A tak serio - bo raczej nie dasz dwóch części tej samej serii (i wyjdzie, że uważasz z tą Oba za lepszą, ale nie będę dyskutował - niby twój art (chociaż nazwa jednoznacznie wskazuje na to, że dążysz do obiektywizmu)), więc prosiłbym o coś jeszcze z RPG-ów. Mnie się np. rzuciła w uszy tajemniczościowa muzyka z KoTOR2 (kto powiedział, że dobra muzyka jest podniosła?), może Planescape Torment (nie dam głowy że nie było, muzyka z dachu i podobno ze spotkań z Deionarrą doskonale dopełnia całości), może Gothic 3, który ma ponoć jakąś symfoniczną (nie grałem)...ogólnie chciałbym coś, o czym nie każdy musi wiedzieć, coś, co może kogoś przyciągnąć do gry - np. muzykę z Oba każdy słyszał, a kto słyszał motyw z menu Morrowinda?
Czółko.
Moim skromnym zdaniem soundtrack Obliviona jest totalnie bity na łeb przez muzykę z Morrowinda :)
TESIII miał w sobie po prostu więcej magii i był bardziej kojący - przynajmniej dla mnie.

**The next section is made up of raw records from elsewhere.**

PR #3960, opened 2023-12-08
Add pip packaging

scottwittenburg:
Add python packaging so users can pip install adios2. This PR follows general guidance [here](https://learn.scientific-python.org/development/guides/) regarding choice of tooling and practices.

Supersedes #3949


vicentebolea:
This is awesome! ill do a review this Monday

scottwittenburg:
Finally [success](https://github.com/ornladios/ADIOS2/actions/runs/7146041582/job/19463471646) uploading a package to test.pypi.org!

After moving the PR to a branch on the main repo, I still had repeated failures to push.  Some discussion around [here](https://github.com/scikit-build/moderncmakedomain/issues/29#issuecomment-1564478955) suggested removing and re-adding the trusted publisher on the testpypi side, and when I did that, it worked! :tada:

.github/workflows/pypackaging.yml
```diff
@@ -0,0 +1,90 @@
+name: Python Packaging
+
+on:
+  workflow_dispatch:
+  pull_request:
+  push:
+    branches:
+      - master
```
vicentebolea, line 8: We want release_XXYY branches here too

CMakeLists.txt
```diff
@@ -18,6 +18,39 @@ setup_version(2.9.0)
...
+    list(APPEND CMAKE_INSTALL_RPATH
+      "@loader_path")
+  elseif (UNIX)
+    # ELF loader settings.
+    set(CMAKE_BUILD_WITH_INSTALL_RPATH ON)
+    list(APPEND CMAKE_INSTALL_RPATH
+      "$ORIGIN")
+  endif ()
+endif ()
+
```
vicentebolea, line 53: Here we can keep only the logic affecting ubuntu/Linux, for this info we can add a link in a commit

bindings/Python/CMakeLists.txt
```diff
@@ -47,18 +47,34 @@ set_target_properties(adios2_py PROPERTIES
...
-string(REGEX REPLACE "[^/]+" ".." relative_base "${CMAKE_INSTALL_PYTHONDIR}/adios2")
 if(CMAKE_SYSTEM_NAME MATCHES "Linux")
-  set_target_properties(adios2_py PROPERTIES
-    INSTALL_RPATH "$ORIGIN/${relative_base}/${CMAKE_INSTALL_LIBDIR}"
-  )
+  if (ADIOS2_PIP_INSTALL)
+    set_target_properties(adios2_py PROPERTIES
+      INSTALL_RPATH "${CMAKE_INSTALL_RPATH}"
+    )
+  else()
```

http://www.youtube.com/watch?v=VPw1nJxMvS0 - utwory w tym stylu są bardziej oderwane od naszego świata, co świetnie współgrało z konwencją gry i pozwalało na TOTALNE oderwanie się od rzeczywistości. Wydaje mi się że utwory z Obliviona są bardziej "realistyczne", "średniowieczne" - nie są to oczywiście dobre określenia, ale każdy wie o co chodzi.
Chociaż nie jestem jakimś wielkim wielbicielem Morka to jednak jednego zarzucić tej grze nie moge - świetnego soundtracku który budował genialny klimat tego świata.

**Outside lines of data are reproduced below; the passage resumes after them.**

PR #3963, opened 2023-12-12
fix for ASAN issue related to JoinedDimArray handling in BP5 deserializer

pnorbert:
This is a quick fix to free a `vector<...>*` pointer in the destructor. However, this may be revised to use a vector instead of a pointer at all.


eisenhauer (approved):
If this improves san results, it looks good.  I'm still trying to sort out if the MinMax PR improves things, breaks other things, etc.  It seems that you've got to remove the CTEST_CUSTOM_MEMCHECK_IGNORE list to run the sanitizer list that we were ignoring to get that to pass, then you really need to look to see if you've introduced anything new (bad) or just removed issues (good).  My non-CI asan setup isn't flagging everything CI does, so I'm still trying to jump through the hoops that it appears that I need to (duplicating CI locally, etc.).

pnorbert:
It fixes only one of the two problems related to joined array, apparently.

eisenhauer (approved):

PR #3969, opened 2023-12-24
Bug fix building ADIOS2 without the campaign example 

anagainaru:
Currently the campaign example is built even if the `ADIOS2_USE_Campaign` flag is set to OFF


eisenhauer (approved):
Looks reasonable...

PR #3972, opened 2023-12-28
SST ASAN buffer fix

eisenhauer:
This deletes BP5 marshalling buffers for SST after use to fix a memory leak.  We may want to look into reusing those buffers, particularly for SST where we use the MallocV buffer subclass that grows with realloc() to keep things contiguous.  Reuse would potentially avoid the large-copy-on-realloc problem that happens apps that generate a lot of data.


vicentebolea (approved):
Yay! The list is getting smaller

PR #3975, opened 2023-12-29
Bump version to v2.10.0-rc1

vicentebolea:


vicentebolea:
@eisenhauer we are seeing interesting errors here, for once somewhere in the bpserializer it consider each component of the version string to be a single character, thus 2.10.0 is converted to 2.1.0 leading to the erros that we see. Here is a thought, how about we discard the patch release bit here? We already promise ABI compatible patch releases.

vicentebolea:
However by doing this we might just break compatibility with BP files prior 2.10. Maybe a best course of action is to set this as 2.9 for this RC release and let you guys figure out how to resolve this for the next RC.

eisenhauer:
Try this patch.  It lets the BP3/4 minor version go beyond 0x39 ascii, which lets the read side still read it properly because the reader takes the character read and subtracts 0x30 from it:
eisen@192-168-1-6 build % git diff
diff --git a/source/adios2/toolkit/format/bp/BPSerializer.cpp b/source/adios2/toolkit/format/bp/BPSerializer.cpp
index 57c9100fc..51b9a224f 100644
--- a/source/adios2/toolkit/format/bp/BPSerializer.cpp
+++ b/source/adios2/toolkit/format/bp/BPSerializer.cpp
@@ -232,7 +232,8 @@ void BPSerializer::PutMinifooter(const uint64_t pgIndexStart, const uint64_t var
     };
 
     const std::string majorVersion(std::to_string(ADIOS2_VERSION_MAJOR));
-    const std::string minorVersion(std::to_string(ADIOS2_VERSION_MINOR));
+    const char minorVersionChar = '0' + ADIOS2_VERSION_MINOR;
+    const std::string minorVersion(1, minorVersionChar);
     const std::string patchVersion(std::to_string(ADIOS2_VERSION_PATCH));
 
     const std::string versionLongTag("ADIOS-BP v" + majorVersion + "." + minorVersion + "." +
diff --git a/source/adios2/toolkit/format/bp/bp4/BP4Serializer.cpp b/source/adios2/toolkit/format/bp/bp4/BP4Serializer.cpp
index fc28640ba..46e8c59b4 100644
--- a/source/adios2/toolkit/format/bp/bp4/BP4Serializer.cpp
+++ b/source/adios2/toolkit/format/bp/bp4/BP4Serializer.cpp
@@ -61,7 +61,8 @@ void BP4Serializer::MakeHeader(BufferSTL &b, const std::string fileType, const b
     }
 
     const std::string majorVersion(std::to_string(ADIOS2_VERSION_MAJOR));
-    const std::string minorVersion(std::to_string(ADIOS2_VERSION_MINOR));
+    const char minorVersionChar = '0' + ADIOS2_VERSION_MINOR;
+    const std::string minorVersion(1, minorVersionChar);
     const std::string patchVersion(std::to_string(ADIOS2_VERSION_PATCH));
 
     // byte 0-31: Readable tag
eisen@192-168-1-6 build % 

There is still a problem with BP3 and BP4 because they assume a fixed size for the release string, and while this ascii patch will help with the minor version (as long as we don't move too close to three digits), the patch version handling is harder because the patch number might get much bigger than the minor version.  But this might do for now...

vicentebolea:
@eisenhauer your patch seems to have resolved this issue.

eisenhauer (approved):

Czekam na artykuł muzyki z Gothica...Soundtracku z dwójki a dokładniej z dodatku kiedy przemierzałem Jarkendar po raz pierwszy nie zapomne do końca życia:
http://www.youtube.com/watch?v=z9O_naB_4dU
Noo, a poza tym, to CoD - muzyka z początku kampanii rosyjskiej była piękna, idealnie klimatyczna. W United Offensive motyw z tamtego momentu był niestety wielokrotnie powtarzany, przez co się przejadł i stracił na epickości, ale w Kaliningradzie naprawdę świetną rolę pełnił. Reszta soundtracku też na pewno nie odstawała, ale nie pamiętam :p Ale i tak chciałbym zobaczyć Morrowinda, bo po raz kolejny ktoś krzywdzi mojego pupilka :( Wcześniej podły Howard Oblivionem, potem banda dzieciuchów hejcząca Morra bo nie ma wszystkiego max uproszczonego, teraz ty mówisz, że ma muzykę słabszą od Oba... (powiesz to, jeśli jej nie uwzględnisz jej w swoim cyklu, będzie to znaczyło, że ta z Oba należy do najlepszych a ta z Mora nie należy).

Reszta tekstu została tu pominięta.